**Material supplied**
☆ ☆ ☆
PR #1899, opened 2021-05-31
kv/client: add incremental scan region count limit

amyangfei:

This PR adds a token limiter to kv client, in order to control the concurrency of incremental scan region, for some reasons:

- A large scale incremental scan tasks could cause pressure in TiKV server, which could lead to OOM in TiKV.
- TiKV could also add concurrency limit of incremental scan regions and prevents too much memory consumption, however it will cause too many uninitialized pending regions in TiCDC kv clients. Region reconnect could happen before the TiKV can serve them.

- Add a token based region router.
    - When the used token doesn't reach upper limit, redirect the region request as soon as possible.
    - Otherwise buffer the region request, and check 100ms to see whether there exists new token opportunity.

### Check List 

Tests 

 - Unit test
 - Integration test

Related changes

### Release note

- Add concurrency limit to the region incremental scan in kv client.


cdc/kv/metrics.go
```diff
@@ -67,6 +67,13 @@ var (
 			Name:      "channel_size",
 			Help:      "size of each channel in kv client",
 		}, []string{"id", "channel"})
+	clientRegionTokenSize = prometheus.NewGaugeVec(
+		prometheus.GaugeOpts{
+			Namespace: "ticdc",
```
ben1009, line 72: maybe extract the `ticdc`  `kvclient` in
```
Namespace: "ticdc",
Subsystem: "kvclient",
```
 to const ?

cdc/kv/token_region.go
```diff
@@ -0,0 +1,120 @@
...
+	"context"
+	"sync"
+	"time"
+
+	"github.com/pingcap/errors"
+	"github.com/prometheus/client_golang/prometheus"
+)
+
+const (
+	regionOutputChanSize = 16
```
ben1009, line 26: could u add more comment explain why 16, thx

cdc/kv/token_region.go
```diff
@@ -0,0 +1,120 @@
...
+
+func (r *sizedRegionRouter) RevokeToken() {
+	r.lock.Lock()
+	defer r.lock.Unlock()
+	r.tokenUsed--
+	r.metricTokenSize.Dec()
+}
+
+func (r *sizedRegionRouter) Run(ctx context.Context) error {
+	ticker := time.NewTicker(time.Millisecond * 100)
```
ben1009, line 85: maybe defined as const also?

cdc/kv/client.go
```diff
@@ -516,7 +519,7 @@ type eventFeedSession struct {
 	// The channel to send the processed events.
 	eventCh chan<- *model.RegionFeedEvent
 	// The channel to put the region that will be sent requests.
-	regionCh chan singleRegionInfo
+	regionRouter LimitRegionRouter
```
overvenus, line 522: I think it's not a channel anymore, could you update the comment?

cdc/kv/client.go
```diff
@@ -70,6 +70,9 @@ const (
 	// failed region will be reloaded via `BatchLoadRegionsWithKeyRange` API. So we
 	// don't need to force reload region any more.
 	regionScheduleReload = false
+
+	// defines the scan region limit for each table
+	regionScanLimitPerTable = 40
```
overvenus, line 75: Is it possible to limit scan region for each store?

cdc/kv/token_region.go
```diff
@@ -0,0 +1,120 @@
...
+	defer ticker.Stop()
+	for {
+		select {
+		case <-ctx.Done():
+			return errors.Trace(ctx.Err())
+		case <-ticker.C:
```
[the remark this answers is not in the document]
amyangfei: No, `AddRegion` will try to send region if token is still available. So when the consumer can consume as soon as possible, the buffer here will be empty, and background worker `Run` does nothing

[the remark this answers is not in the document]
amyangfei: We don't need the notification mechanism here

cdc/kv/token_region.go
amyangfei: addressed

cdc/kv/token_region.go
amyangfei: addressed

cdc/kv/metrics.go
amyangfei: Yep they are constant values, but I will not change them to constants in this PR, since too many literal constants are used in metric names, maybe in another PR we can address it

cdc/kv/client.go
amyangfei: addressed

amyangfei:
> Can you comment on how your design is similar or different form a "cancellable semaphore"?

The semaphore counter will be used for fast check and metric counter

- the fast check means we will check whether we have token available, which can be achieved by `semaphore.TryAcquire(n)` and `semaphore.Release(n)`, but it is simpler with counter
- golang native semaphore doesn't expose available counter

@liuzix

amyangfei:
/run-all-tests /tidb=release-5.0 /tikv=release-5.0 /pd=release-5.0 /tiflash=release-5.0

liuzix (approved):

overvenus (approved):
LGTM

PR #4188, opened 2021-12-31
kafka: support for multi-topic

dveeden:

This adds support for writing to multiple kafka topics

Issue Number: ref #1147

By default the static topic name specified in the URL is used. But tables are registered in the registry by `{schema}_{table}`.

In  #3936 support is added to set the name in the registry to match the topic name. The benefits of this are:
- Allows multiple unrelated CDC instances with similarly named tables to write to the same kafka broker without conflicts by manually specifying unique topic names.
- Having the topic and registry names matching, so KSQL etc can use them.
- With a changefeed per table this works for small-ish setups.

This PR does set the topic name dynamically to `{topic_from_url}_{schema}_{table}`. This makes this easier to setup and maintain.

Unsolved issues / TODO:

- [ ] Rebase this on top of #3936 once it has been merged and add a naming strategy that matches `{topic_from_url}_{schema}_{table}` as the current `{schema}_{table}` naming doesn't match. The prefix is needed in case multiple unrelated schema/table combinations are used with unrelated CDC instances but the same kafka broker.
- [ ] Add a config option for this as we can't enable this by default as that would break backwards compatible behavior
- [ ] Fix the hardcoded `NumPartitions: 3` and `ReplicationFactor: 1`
☆ ☆ ☆
**The problem**
Taking the entries from their first line through the line with "- A large scale", inclusive, restate each line word for word and give nothing else.

**Exercise solution**
PR #1899, opened 2021-05-31
kv/client: add incremental scan region count limit

amyangfei:

This PR adds a token limiter to kv client, in order to control the concurrency of incremental scan region, for some reasons:

- A large scale incremental scan tasks could cause pressure in TiKV server, which could lead to OOM in TiKV.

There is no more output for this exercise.